I work with art students and program probably three new projects a week. It is okay to anticipate the needs of the people you work with and not have them spell out everything, it is okay to make a good solution even if no one asked for it, especially if you work with hardware.

E.g. knowing my "customers" I knoe they will return 2 hours before their exam is something is wrong. Guess when that debug mode comes in handy? Exactly then.

There are however ways that needlessly overcomplicate solutions or add more moving parts than needed or simply waste valuable time in the wrong moment. These need to be avoided.

What is the best way to write a program? Depends.

jdw64•9m ago
Why do I always feel so different from these people? Am I the strange one? I think things like that. I like the saying YAGNI, and starting from XP, I follow the idea of keeping things simple and fast, addressing 'current requirements' as they are.

But I actually think that things like JSON Schema, UML, and READMEs are not unnecessary complexity, but rather function as a kind of social language. Just implementing things and not adding complexity to the library means, on the flip side, that there's a high risk of creating a system that only those who already know it can understand.

People always say 'You should YAGNI!' but that often just leads to tribal knowledge. In a startup, that knowledge tends to stay only with the founding members. It would be great if this tribal knowledge were always passed down, but there inevitably comes a point when it breaks, and then you're tied to the founders' bus factor. The code I'm brought in to maintain is exactly like this. Layers of tacit knowledge, like how certain hardware issues were missed, so if you code it the 'correct' way, it breaks.

Of course, as the OP said, documenting everything and drawing UML is also a failure. Personally, I don't think documentation is always necessary either, because keeping documentation up to date also costs time and effort.

And in reality, codebases are never clean. They change shape according to the organization's power structure. If the DevOps team is powerful, the infrastructure code gets thicker. The way API boundaries are drawn shifts depending on how responsibilities are split between backend and frontend teams.

For example, when I participated in API design as a backend developer, the frontend company asked me to put all the metadata for a single entity into one API. Their reason was that it was hard for them to handle multiple requests and they'd rather do the filtering on their own side. In reality, the right design would have been zero-trust, where I only send what's necessary. But since they were a tier above me, I just went along with it.

In that sense, I wonder if Silicon Valley culture, which carries a narrative of starting small and growing into one unified whole, is why these practices are seen as universal. I personally think using JSON Schema or writing libraries is a kind of social convention, but I don't necessarily agree with it. That said, I think the OP's opinion can be summarized as: 'Scale up when you need to scale, and don't create unnecessary boundaries that don't fit your organizational structure.'

A small team moves fast, sees user feedback, and redesigns boundaries through refactoring when needed, growing the system along the way. It's cliché, but it's also the hardest part, and it varies depending on the programmer's experience.

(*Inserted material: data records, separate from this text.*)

PR #819, opened 2021-06-12
feat: better rename

SeriousBug:
Finished making it work for note refs and added more tests.


kevinslin (approved):
this is a significant change with lots of moving parts. great job getting this over the finish line!

Issue #817, opened 2021-06-11
Block Link doesn't work properly.


agichim:
## Please select the area your Bug applys to. (Multiple selections are Possible)

- [ ] Onboard. Initial vault setup and import/export pods 
- [ ] Create. Note creation, lookup, snippets and templates
- [x] Retrieve. Backlinks, references, graph view
- [ ] Structure. Refactoring, multi-vault and schemas
- [ ] Publish. Sharing your repo with the world
- [ ] Misc (Choose this if your not sure)

## Describe the bug

[Block Links](https://wiki.dendron.so/notes/21bc1caa-d815-42db-bc16-27d6c16a3115.html#block-links) don't work properly.

Create a block link following the Dendron docs from the link above. Click on the block link in the preview, you should be taken to the referenced paragraph in the same `.md` file, but instead nothing happens.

I envy developers in Silicon Valley. The idea of owning code and being able to make these kinds of arguments feels so foreign to me.

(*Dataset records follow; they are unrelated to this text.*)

PR #824, opened 2021-06-15
feat: filter note and schema graphs by vault

hfellerhoff:
Adds:
- show/hide different vaults in graph
- move graph config application into separate hook to separate concerns

### DIFF
--- a/packages/dendron-next-server/components/graph.tsx
+++ b/packages/dendron-next-server/components/graph.tsx
@@ -56,7 +56,7 @@ const getCytoscapeStyle = (themes: any, theme: string | undefined) => {
 `;
 };
 
-const getEulerConfig = (isLargeGraph: boolean) => ({
+const getEulerConfig = (shouldAnimate: boolean) => ({
   name: "euler",
   // @ts-ignore
   springLength: () => 80,
@@ -69,7 +69,7 @@ const getEulerConfig = (isLargeGraph: boolean) => ({
   movementThreshold: 1,
   timeStep: 20,
   refresh: 10,
-  animate: !isLargeGraph,
+  animate: shouldAnimate,
   animationDuration: undefined,
   animationEasing: undefined,
   maxIterations: 1000,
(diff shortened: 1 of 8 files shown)


packages/dendron-next-server/hooks/useApplyGraphConfig.tsx
```diff
@@ -0,0 +1,88 @@
+import cytoscape from "cytoscape";
+import { useEffect, useState } from "react";
+import { createLogger } from "../../common-frontend/lib";
```
kevinslin, line 3: watch out for relative imports into workspace packages. see [here](https://github.com/dendronhq/dendron-site/blob/dev/vault/dendron.dev.troubleshooting.md#L12:L12)

packages/dendron-next-server/components/graph.tsx
```diff
@@ -17,10 +17,13 @@ import AntThemes from "../styles/theme-antd";
 import GraphFilterView from "./graph-filter-view";
 import {
   GraphConfig,
+  GraphConfigItem,
   GraphEdges,
   GraphElements,
   GraphNodes,
 } from "../lib/graph";
+import { VaultUtils } from "../../common-all/lib";
```
kevinslin, line 25: watch out for relative imports into workspace packages. see [here](https://github.com/dendronhq/dendron-site/blob/dev/vault/dendron.dev.troubleshooting.md#L12:L12)

packages/dendron-next-server/components/graph.tsx
```diff
@@ -190,8 +171,35 @@ export default function Graph({
...
+          label: name,
+        };
+
+        return {
+          ...dict,
+          [key]: item,
+        };
+      }, {});
+
+      console.log(vaultConfigObject);
```
kevinslin, line 194: use `logger` instead of `console.log`

kevinslin (changes requested):
Fullscreen_6_15_21__9_46_AM

don't remember if this was the behavior before but it looks like there is no edge link between a note in vault2 that has a link to a note in vault1

kevinslin (approved):

PR #825, opened 2021-06-15
enhance: Workspace Sync checks for changes before pushing & better handling when there is no upstream

SeriousBug:
We now check if there are any changes to be pushed before pushing. This way, if the user adds a vault they can't push to, sync will continue to function without any configuration as long as they don't start making changes to the repository.

We now also check if there is an upstream branch configured for the current branch, in addition to checking if there are remotes. This can easily happen if the user checks out a new branch. If it does happen, we now continue syncing other vaults, and notify the user that we can't pull or push that repository because it has no upstream branch.


packages/engine-server/src/topics/git.ts
```diff
@@ -135,4 +135,41 @@ export class Git {
...
+      );
+      return _.trim(stdout);
+    } catch {
+      return undefined;
+    }
+  }
+
+  /**
+   *
+   * @param old: The old identifier (e.g. commit, tag, branch) that we are diffing against.
```
kevinslin, line 153: can the param name match the variable name? `eg. oldCommit`

packages/engine-server/src/topics/git.ts
```diff
@@ -135,4 +135,41 @@ export class Git {
...
+   * @param new: The new identifier (e.g. commit, tag, branch) that we are diffing from.
```
kevinslin, line 154: see above

kevinslin (commented):
minor doc string updates. do you know why the plugin test is failing?

SeriousBug:
>  do you know why the plugin test is failing?

Not sure, but seems to be passing now.

kevinslin (approved):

When I deliver software, based on my experience, I just paste in the most complex template I can think of, regardless of scale. Honestly, that's a bad programming habit too. For small code, opening, writing, and closing within a single method is often enough. The key question is whether the program keeps running, so there's no need to overcomplicate with layers.

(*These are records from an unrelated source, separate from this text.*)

PR #826, opened 2021-06-16
enhance: Hover displays targeted area for links with `#headers` and `#^anchors`

SeriousBug:
Hover now supports headers and anchors. All of the following work with hover as one would expect:

```
[[note#header]]

[[note#^anchor]]

[[alias|note#header]]

[[dendron://vault/note#header]]

![[note#start:#*]]

![[note#start:#^end]]
```

This is done by converting the link to a reference, and using our processor stack to compile it to regular markdown. This allows all anchor processing done for references to be reused here.

Also includes slightly better handling for links (e.g. `http://example.com` or `mailto:user@example.com`) and missing files.

Finally, cleaned up several unnecessary `escapeForRegExp` expressions, most of which were unused. Replaced the used one with lodash's built-in function.


packages/plugin-core/src/features/ReferenceHoverProvider.ts
```diff
@@ -1,122 +1,115 @@
...
-          return out;
-        };
-        const content = await getContent();
+    const engine = getEngine();
+    const vault = PickerUtilsV2.getOrPromptVaultForOpenEditor();
 
-        return new vscode.Hover(content, hoverRange);
-      }
+    // Check if what's being referenced is a note.
+    const maybeNotes = NoteUtils.getNotesByFname({
```
kevinslin, line 83: we could have a xvault link in which case the vault also needs to be passed in. that would be `ref.vaultName` property

kevinslin (changes requested):
1. 

can we add tests for this? see `src/test/suite-integ/ReferenceProvider.test.ts` for current tests

2. 
looks like there's a few issues with xvault links and anchor references. see examples here: https://www.loom.com/share/c17084c40ad64d5c8960b4f825510c56

the note in question was made from `test-workspace`, instructions on connecting to it here -> [[Test Workspace|dendron.dev.qa#test-workspace]] (pull from dendron-site)

it looks like this isn't being recognized if there's no new line between the reference and the referent. in `dendron.ref.links.md`, the link `![[dendron.ref.links.target#^123]]` generates the following html. 

note how `Bar one` is on the same line as the closing `</div>`. you should disable pretty refs when rendering for markdown.

```
# Bar

<div class="portal-container">
<div class="portal-head">
<div class="portal-backlink" >
<div class="portal-title">From <span class="portal-text-title">bar</span></div>
<a href="bar" class="portal-arrow">Go to text <span class="right-arrow">→</span></a>
</div>
</div>
<div id="portal-parent-anchor" class="portal-parent" markdown="1">
<div class="portal-parent-fader-top"></div>
<div class="portal-parent-fader-bottom"></div>Bar one


</div></div>
```

SeriousBug:
> can we add tests for this? see `src/test/suite-integ/ReferenceProvider.test.ts` for current tests

Done.

> note how `Bar one` is on the same line as the closing `</div>`. you should disable pretty refs when rendering for markdown.

Looks like that was the issue, disabling it solved the problems demonstrated in the loom.

By the way, it looks like `vault2` is missing in the test workspace. It looks like it was left out of the commit because it's in the `.gitignore` file.

kevinslin:
> > can we add tests for this? see `src/test/suite-integ/ReferenceProvider.test.ts` for current tests
> 
> Done.
> 
> > note how `Bar one` is on the same line as the closing `</div>`. you should disable pretty refs when rendering for markdown.
> 
> Looks like that was the issue, disabling it solved the problems demonstrated in the loom.
> 
> By the way, it looks like `vault2` is missing in the test workspace. It looks like it was left out of the commit because it's in the `.gitignore` file.

doh. good catch, will fix!

kevinslin (approved):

Smart programmers usually know at what scale to stop when designing. But for a copy-paste-style coder like me, who just assembles code blocks that worked well before, it's a different story. That often ends up taking more time.

Whenever I start a new project, I immediately think about error policies, validation tables, evidence tables, and so on. I struggle through them, which sometimes delays things. But reading posts like this always feels fresh.

Sometimes I wonder: am I really a programmer, or just a factory worker?